City council crunching numbers on annual plan

A funding increase for Tūhura Otago Museum has been recommended by Dunedin City Council staff, after emphatic public support.

However, granting the museum’s request could help edge the council’s rates rise above 17.5%.

Other discussion points this week will include community housing rent rises, council cost pressures, funding for Dunedin’s wildlife hospital, the future of a performing arts venue and ownership of hockey fields that need an upgrade.

The council is deliberating on its annual plan this week in a meeting that starts today.

It proposed a rates increase of 17.5%, signalled a rise in debt of about $118 million and received more than 750 submissions about its planned programme.

Of 192 submissions about the museum, 187 favoured increasing its funding in line with inflation, rather than keeping it at the past year’s level.

Dunedin Wildlife Hospital director and senior wildlife veterinarian Dr Lisa Argilla (left) feeds...
Dunedin Wildlife Hospital director and senior wildlife veterinarian Dr Lisa Argilla (left) feeds and medicates a Haast kiwi (tokoeka) held by wildlife veterinary nurse Emily Brewer at the wildlife hospital yesterday. After caring for 755 patients last year, the hospital has admitted more than 300 patients so far this year. Since its inception in 2018, the hospital has cared for more than 3500 patients, including more than 1000 yellow-eyed penguins (hoiho). PHOTO: LINDA ROBERTSON
The museum wanted a 4.3% increase in its levy — about $213,500 more than the proposed allocation of just under $5m.

Granting this would be enough to push the rates rise up by 0.1 of a percentage point.

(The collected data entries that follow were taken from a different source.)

PR #880, opened 2020-07-21
Make √ generic for FloatingPoint values

guykogus:
🚀
The underlying function is generic, so might as well do the same.

## Checklist

### DIFF
--- a/Sources/SwifterSwift/SwiftStdlib/FloatingPointExtensions.swift
+++ b/Sources/SwifterSwift/SwiftStdlib/FloatingPointExtensions.swift
@@ -81,3 +81,15 @@ public prefix func ± <T: FloatingPoint> (number: T) -> (T, T) {
     return 0 ± number
 }
 // swiftlint:enable identifier_name
+
+// swiftlint:disable identifier_name
+prefix operator √
+/// SwifterSwift: Square root of float.
+///
+/// - Parameter float: float value to find square root for
+/// - Returns: square root of given float.
+public prefix func √<T> (float: T) -> T where T: FloatingPoint {
+    // http://nshipster.com/swift-operators/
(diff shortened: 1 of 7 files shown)


Sources/SwifterSwift/SwiftStdlib/FloatingPointExtensions.swift
```diff
@@ -81,3 +81,15 @@ public prefix func ± <T: FloatingPoint> (number: T) -> (T, T) {
     return 0 ± number
 }
 // swiftlint:enable identifier_name
+
+// swiftlint:disable identifier_name
```
LucianoPAlmeida, line 85: I think that would be a good thing to add those exceptions on the swiftlint.yaml file ... common cases like those to avoid this bunch of enable disable ... no in this PR though, might be good for an issue with starter task :)

Sources/SwifterSwift/SwiftStdlib/FloatingPointExtensions.swift
```diff
@@ -81,3 +81,15 @@ public prefix func ± <T: FloatingPoint> (number: T) -> (T, T) {
...
+prefix operator √
+/// SwifterSwift: Square root of float.
+///
+/// - Parameter float: float value to find square root for
+/// - Returns: square root of given float.
+public prefix func √<T> (float: T) -> T where T: FloatingPoint {
```
LucianoPAlmeida, line 91: I wonder if its time to think about inline such trivial numeric operators like this, the implementation is trivial so maybe we should throw an `@inlinable` here (and possibly audit other places where we could do it as well). This is good especially for generic functions like this one because it would allow the compiler to specialize such functions on clients that install this library as a module.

Council staff recommended councillors do so, or increase the levy by "another amount".

The Wildlife Hospital Trust is another organisation keenly awaiting funding news, having requested $75,000 to secure the salary of hospital director Dr Lisa Argilla.

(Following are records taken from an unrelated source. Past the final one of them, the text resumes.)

PR #886, opened 2020-07-21
constraint finders (widthConstraint, heightConstraint, leadingConstraint, trailingConstraint, topConstraint, bottomConstraint)

gurgeous:
Handy helpers for finding existing constraints on a view. Under the hood they use `allConstraints`, which enumerates all ancestors to find all constraints for a view. See #879.

## Checklist

### DIFF
--- a/CHANGELOG.md
+++ b/CHANGELOG.md
@@ -31,7 +31,8 @@ The changelog for **SwifterSwift**. Also see the [releases](https://github.com/S
   - Added `isStandGoalMet`, `isExerciseTimeGoalMet`, and `isEnergyBurnedGoalMet`. [#875](https://github.com/SwifterSwift/SwifterSwift/pull/875) by [lhygilbert](https://github.com/lhygilbert)
 - **UIView**:
   - Added `masksToBounds` (IBInspectable) extension. [#877](https://github.com/SwifterSwift/SwifterSwift/pull/877) by [hamtiko](https://github.com/hamtiko)
-  - Added `widthConstraint`, `heightConstraint`, `leadingConstraint`, `trailingConstraint`, `topConstraint`, and `bottomConstraint` for finding existing constraints
+  - Added `findConstraint` for finding an existing constraint
+  - Added `widthConstraint`, `heightConstraint`, `leadingConstraint`, `trailingConstraint`, `topConstraint`, and `bottomConstraint` for finding specific constraints
 
 ### Changed
 - **NSAttributedString**:
--- a/CHANGELOG.md
+++ b/CHANGELOG.md
@@ -31,6 +31,7 @@ The changelog for **SwifterSwift**. Also see the [releases](https://github.com/S
   - Added `isStandGoalMet`, `isExerciseTimeGoalMet`, and `isEnergyBurnedGoalMet`. [#875](https://github.com/SwifterSwift/SwifterSwift/pull/875) by [lhygilbert](https://github.com/lhygilbert)
 - **UIView**:
   - Added `masksToBounds` (IBInspectable) extension. [#877](https://github.com/SwifterSwift/SwifterSwift/pull/877) by [hamtiko](https://github.com/hamtiko)
+  - Added `widthConstraint`, `heightConstraint`, `leadingConstraint`, `trailingConstraint`, `topConstraint`, and `bottomConstraint` for finding existing constraints
 
 ### Changed
 - **NSAttributedString**:
--- a/Sources/SwifterSwift/UIKit/UIViewExtensions.swift
+++ b/Sources/SwifterSwift/UIKit/UIViewExtensions.swift
@@ -232,54 +232,6 @@ public extension UIView {
             frame.origin.y = newValue
         }
     }
-
-    /// SwifterSwift: Return constraints for this view. This must enumerate superviews.
-    var allConstraints: [NSLayoutConstraint] {
-        // https://stackoverflow.com/questions/47053727
-
-        // build array of self and all superviews
-        var views = [self]
-        var current = self
-        while let superview = current.superview {
-            views.append(superview)
-            current = superview
-        }
-
-        // now collect constraints affecting this view
-        return views.flatMap { $0.constraints }.filter {
-            $0.firstItem as? UIView == self || $0.secondItem as? UIView == self
-        }
-    }
-
-    /// SwifterSwift: First width constraint for this view
-    var widthConstraint: NSLayoutConstraint? {
-        findConstraint(attribute: .width)
-    }
-
-    /// SwifterSwift: First height constraint for this view
-    var heightConstraint: NSLayoutConstraint? {
-        findConstraint(attribute: .height)
-    }
-
-    /// SwifterSwift: First leading constraint for this view
-    var leadingConstraint: NSLayoutConstraint? {
-        findConstraint(attribute: .leading)
-    }
-
-    /// SwifterSwift: First trailing constraint for this view
-    var trailingConstraint: NSLayoutConstraint? {
-        findConstraint(attribute: .trailing)
-    }
-
-    /// SwifterSwift: First top constraint for this view
-    var topConstraint: NSLayoutConstraint? {
-        findConstraint(attribute: .top)
-    }
-
-    /// SwifterSwift: First bottom constraint for this view
-    var bottomConstraint: NSLayoutConstraint? {
-        findConstraint(attribute: .bottom)
-    }
 }
 
 // MARK: - Methods
@@ -626,6 +578,27 @@ public extension UIView {
     func ancestorView<T: UIView>(withClass name: T.Type) -> T? {
         return ancestorView(where: { $0 is T }) as? T
     }
+}
+
+// MARK: - findConstraint and friends
+public extension UIView {
+    /// SwifterSwift: Return constraints for this view. This must enumerate superviews.
+    var allConstraints: [NSLayoutConstraint] {
+        // https://stackoverflow.com/questions/47053727
+
+        // build array of self and all superviews
+        var views = [self]
+        var current = self
+        while let superview = current.superview {
+            views.append(superview)
+            current = superview
+        }
+
+        // now collect constraints affecting this view
+        return views.flatMap { $0.constraints }.filter {
+            $0.firstItem as? UIView == self || $0.secondItem as? UIView == self
+        }
+    }
 
     /// SwifterSwift: Search constraints for this view until we find one for the given attribute.
     ///
@@ -640,6 +613,36 @@ public extension UIView {
             ($0.firstAttribute == attribute && $0.firstItem as? UIView == self) ||
             ($0.secondAttribute == attribute && $0.secondItem as? UIView == self)
         }
+    }
+
+    /// SwifterSwift: First width constraint for this view
+    var widthConstraint: NSLayoutConstraint? {
+        findConstraint(attribute: .width)
+    }
+
+    /// SwifterSwift: First height constraint for this view
+    var heightConstraint: NSLayoutConstraint? {
+        findConstraint(attribute: .height)
+    }
+
+    /// SwifterSwift: First leading constraint for this view
+    var leadingConstraint: NSLayoutConstraint? {
+        findConstraint(attribute: .leading)
+    }
+
+    /// SwifterSwift: First trailing constraint for this view
+    var trailingConstraint: NSLayoutConstraint? {
+        findConstraint(attribute: .trailing)
+    }
+
+    /// SwifterSwift: First top constraint for this view
+    var topConstraint: NSLayoutConstraint? {
+        findConstraint(attribute: .top)
+    }
+
+    /// SwifterSwift: First bottom constraint for this view
+    var bottomConstraint: NSLayoutConstraint? {
+        findConstraint(attribute: .bottom)
     }
 }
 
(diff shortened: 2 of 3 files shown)


Sources/SwifterSwift/UIKit/UIViewExtensions.swift
```diff
@@ -580,6 +627,16 @@ public extension UIView {
         return ancestorView(where: { $0 is T }) as? T
     }
 
+    /// SwifterSwift: Search constraints for this view until we find one for the given attribute.
+    ///
+    /// - Parameter attribute: the attribute to find
+    /// - Returns: matching constraint
+    func findConstraint(attribute: NSLayoutConstraint.Attribute) -> NSLayoutConstraint? {
+        allConstraints.first {
+            ($0.firstAttribute == attribute && $0.firstItem as? UIView == self) ||
```
LucianoPAlmeida, line 636: All constraints already make this filter on == self right? Or am I missing something?

Sources/SwifterSwift/UIKit/UIViewExtensions.swift
```diff
@@ -233,6 +233,53 @@ public extension UIView {
...
+    var trailingConstraint: NSLayoutConstraint? {
+        findConstraint(attribute: .trailing)
+    }
+
+    /// SwifterSwift: First top constraint for this view
+    var topConstraint: NSLayoutConstraint? {
+        findConstraint(attribute: .top)
+    }
+
+    /// SwifterSwift: First bottom constraint for this view
```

Hospital trust manager Jordana Whyte said the council had been a cornerstone partner for six years.

Among the hospital’s patients this week are a royal spoonbill and hoiho from the Otago Peninsula, a sooty shearwater from Port Chalmers, a swan chick picked up at Tomahawk Lagoon, a takahē from Fiordland, a Haast kiwi from a sanctuary island in the Foveaux Strait, a Halfway Bush harrier hawk and a rare Antipodes Island parakeet.

The council proposed a community housing rents increase of 11% to cover the increased cost of operating the portfolio.

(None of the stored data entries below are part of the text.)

PR #889, opened 2020-07-28
Add XCTest extension for comparing Color objects

guykogus:
🚀
As this is our first XCTest extension it's a bit tricky to work out where everything goes, so this is mainly starting as a discussion.

## Checklist

### Targets
Source files that include `XCTest` can only be added to test targets.
This means that they can't be included in the frameworks in the Xcode project, which means that they can't be included in Carthage.
If a non-test target makes any reference to `XCTest`, even if it's protected by
```Swift
#if canImport(XCTest)
import XCTest
```
it will throw a build-time error saying **Failed to load module 'XCTest'**, so it will probably cause projects to fail building if we add it via CocoaPods and, probably, SPM.

### Location
Where do the source files belong? If we place them in `Sources/SwifterSwift/XCTest` then they will be included in the Swift package, unless we add that folder to the `excludes` list, which is easy enough.
However, if we add it to `Tests/XCTest` then people may miss those extensions because they never open that folder. Maybe not 🤷‍♂️

### Imports
In order to use `Color` in this example I need to call `@testable import SwifterSwift`, which may cause problems if we do find a way to make these extensions part of the framework. A solution would be to copy the `typealias`es.
Regardless, it's not really an issue unless we can actually include it in the library along with the other files anyway.

## New project
An alternative is to actually have a separate project, let's say called SwifterTests, which has SwifterSwift as a dependency. It would allow anyone who's mad enough to include the entire project as a dependency to include SwifterSwift for their project and SwifterTests to their test targets. E.g.

```ruby
target 'MyApp' do
   pod 'SwifterSwift'

   target 'MyAppTests' do
      pod 'SwifterTests'
   end
end
```
Obviously there are a bunch of issues here, the main one being visibility, but I think it's the cleanest option.

### DIFF
--- a/Tests/XCTest/XCTestExtensions.swift
+++ b/Tests/XCTest/XCTestExtensions.swift
@@ -10,7 +10,7 @@
 import XCTest
 @testable import SwifterSwift
 
-#if canImport(CoreGraphics)
+#if canImport(AppKit) || canImport(UIKit)
 import CoreGraphics
 
 public func XCTAssertEqual(_ expression1: @autoclosure () throws -> Color,
--- a/Tests/XCTest/XCTestExtensions.swift
+++ b/Tests/XCTest/XCTestExtensions.swift
@@ -22,7 +22,6 @@ public typealias Color = NSColor
 #endif
 
 #if canImport(AppKit) || canImport(UIKit)
-
 /// SwifterSwift: Asserts that two `Color`s are equal within a certain accuracy.
 /// - Parameters:
 ///   - expression1: A `Color`.
--- a/Tests/XCTest/XCTestExtensions.swift
+++ b/Tests/XCTest/XCTestExtensions.swift
@@ -8,11 +8,29 @@
 
 #if canImport(XCTest)
 import XCTest
-@testable import SwifterSwift
+
+#if canImport(UIKit)
+import UIKit
+/// SwifterSwift: Color
+public typealias Color = UIColor
+#endif
+
+#if canImport(AppKit) && !targetEnvironment(macCatalyst)
+import AppKit
+/// SwifterSwift: Color
+public typealias Color = NSColor
+#endif
 
 #if canImport(AppKit) || canImport(UIKit)
-import CoreGraphics
 
+/// SwifterSwift: Asserts that two `Color`s are equal within a certain accuracy.
+/// - Parameters:
+///   - expression1: A `Color`.
+///   - expression2: A `Color`.
+///   - accuracy: Describes the maximum difference between `expression1` and `expression2` for these values to be considered equal.
+///   - message: An optional description of the failure.
+///   - file: The file in which failure occurred. Defaults to the file name of the test case in which this function was called.
+///   - line: The line number on which failure occurred. Defaults to the line number on which this function was called.
 public func XCTAssertEqual(_ expression1: @autoclosure () throws -> Color,
                            _ expression2: @autoclosure () throws -> Color,
                            accuracy: CGFloat,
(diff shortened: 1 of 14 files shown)


gurgeous:
Just reading over your comment now... Since this is our first test extension, I'd probably vote for something cheap and cheerful:

- put the file in `Tests/XCTest`
- copy the `typealiases` so the file is standalone
- encourage people to paste this file into their project
- documentation

This is something we encourage with our extensions in general, right? Seems like a logical direction here, and sidesteps the build issues outlined above. If adoption is high and users are clamoring for a better solution, we can also investigate more complicated distribution mechanisms (Cocoapods, Carthage, SPM, etc)

LucianoPAlmeida:
@guykogus This still WIP? Let us know when it's ready 
Ahh also, we might need to add a new subspec on pods file :)

guykogus:
> @guykogus This still WIP? Let us know when it's ready
> Ahh also, we might need to add a new subspec on pods file :)

I was waiting to hear feedback from yourself and @omaralbeik. It's ready based on the current limitations.
Also, if we add the new subspec`pod lib lint` breaks because of the error I mentioned: **Failed to load module 'XCTest'**

guykogus:
BTW I'm looking forward to Xcode 12 going live so that we can have a `throw`ing version of this function.

LucianoPAlmeida:
> I was waiting to hear feedback from yourself and @omaralbeik. It's ready based on the current limitations.

Ah sorry, I saw the WIP so was actually waiting too ... haha

> Also, if we add the new subspec`pod lib lint` breaks because of the error I mentioned: **Failed to load module 'XCTest'**

Uhum, I've never run into this, but  my guess is that we have to tell the subspec that it does need the `XCTest` das dependency framework like this
https://github.com/Quick/Nimble/blob/2c6978e887d7caa8acc2cab7b38e89d4d63eafb6/Nimble.podspec#L40 
Have you test this?

Tests/XCTest/XCTestExtensions.swift
```diff
@@ -0,0 +1,54 @@
...
+#endif
+
+#if canImport(AppKit) && !targetEnvironment(macCatalyst)
+import AppKit
+/// SwifterSwift: Color
+public typealias Color = NSColor
+#endif
+
+#if canImport(AppKit) || canImport(UIKit)
+/// SwifterSwift: Asserts that two `Color`s are equal within a certain accuracy.
```
LucianoPAlmeida, line 25: I think we should document better what exactly the accuracy means, like what is the measurement used for determining a color value, in this case, the accuracy is applied on RGB values... because a Float accuracy in color does not make clear the behavior of the function, so it is important that is documented.

Tests/XCTest/XCTestExtensions.swift
```diff
@@ -0,0 +1,54 @@
...
+                           line: UInt = #line) {
+    var color1: Color!
+    XCTAssertNoThrow(color1 = try expression1(), message(), file: file, line: line)
+    var color2: Color!
+    XCTAssertNoThrow(color2 = try expression2(), message(), file: file, line: line)
+    var red1: CGFloat = 0, green1: CGFloat = 0, blue1: CGFloat = 0, alpha1: CGFloat = 0
+    var red2: CGFloat = 0, green2: CGFloat = 0, blue2: CGFloat = 0, alpha2: CGFloat = 0
+    color1.getRed(&red1, green: &green1, blue: &blue1, alpha: &alpha1)
+    color2.getRed(&red2, green: &green2, blue: &blue2, alpha: &alpha2)
+    XCTAssertEqual(red1, red2, accuracy: accuracy, message(), file: file, line: line)
```
LucianoPAlmeida, line 47: `message` in the `XCTAssertEqual` is also an autoclosure(I think) so we can just forward it instead of calling `message()`?

guykogus: The compiler throws an error if I send `message`, because the parameter is actually expecting `String`, not `() -> String`. Sending `message()` won't actually call the closure, it'll synthesise to passing `{ message() }` because of the `@autoclosure`.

Of 171 submissions on the subject, 101 were against an increase this steep.

A plan for the council to take over ownership of Logan Park hockey artificial turfs and fund replacing them at a capital cost of $1m was largely endorsed by submitters.

It was backed by 209 out of 319.

The Dunedin Fringe Arts Trust requested $75,000 to support continued operation of the venue Te Whare o Rukutia for the next year.

Council staff commentary included that if the trust board decided it could not afford to continue running the venue, "staff will work to find a solution whereby Te Whare o Rukutia remains available as a community performance venue".